24. The territorial expansion of English settlements was the most important source of
conflict between English colonists and Native Americans during the 17th century.
Native American opposition to colonial encroachment on their lands was a major
cause of King Philip’s War, Bacon’s Rebellion, and other 17th century conflicts
that pitted English settlers against Native Americans.
25. A major consequence of the Great Awakening of the 1740’s was the undermining
support for established churches in the colonies. In addition to fostering the
growth of dissenting religions such as the Baptist and Dutch and German
Reformed Churches, the Great Awakening caused divisions within established
churches in Massachusetts, Connecticut, and other colonies.

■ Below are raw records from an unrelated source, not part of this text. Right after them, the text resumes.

PR #29116, opened 2026-07-17
[perf]: skip telemetry startup for warm sandboxes

flvndvd:
## Description

Zooming on pod functions poor performances, we can definitely speed things up. 

image

_One trace among many trace, order of magnitude is similar across many traces_

Warm sandbox executions restarted Fluent Bit on every readiness check, adding a few ms per command despite telemetry already running. This starts telemetry only after sandbox creation or wake, preserving logging while removing the redundant provider round trip.


id13 (approved):
LGTM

26. Controlling the government was a major advantage of the American patriots in the
Revolutionary War. Control of local government during the Revolutionary War
facilitated patriot efforts to mobilize troops, gather supplies, and raise money for
the war effort.
27. Which of the following developments provided the primary basis for the
expanding commercial activity that took place during the first half of the 19th
century in the U.S.? (Improvements in the transportation system). The
construction of canals and turnpikes provided a major impetus for commercial
expansion during the late 19th century. With the growth of the R.R. network
during and after the 1830’s, regional markets became increasingly integrated,
particularly in the North.
28. Which of the following developments most influence the spread of slavery in the
United States between 1800 and 1860? The expansion of cotton production.
Cotton was the South’s primary cash crop during the first half before the civil war.
As planters moved westward, purchasing more and more land to cultivate cotton,
they also increased the size of the slave labor force.
29. Elizabeth Cady Stanton played a major role in the movement to obtain voting
rights for women. One of the main organizers of the Seneca Falls Convention of
1848, Elizabeth Cady Stanton was a leading proponent of woman suffrage. After
the civil war, she helped found the National Woman Suffrage Association.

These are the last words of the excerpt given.